Word for word, write out all of the entries that follow.

>>>

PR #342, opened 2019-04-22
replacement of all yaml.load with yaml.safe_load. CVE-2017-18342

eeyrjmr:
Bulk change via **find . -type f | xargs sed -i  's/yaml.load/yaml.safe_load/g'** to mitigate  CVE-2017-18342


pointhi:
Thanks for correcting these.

<<<

> _EXERCISE SOLUTION_:
PR #342, opened 2019-04-22
replacement of all yaml.load with yaml.safe_load. CVE-2017-18342

eeyrjmr:
Bulk change via **find . -type f | xargs sed -i  's/yaml.load/yaml.safe_load/g'** to mitigate  CVE-2017-18342


pointhi:
Thanks for correcting these.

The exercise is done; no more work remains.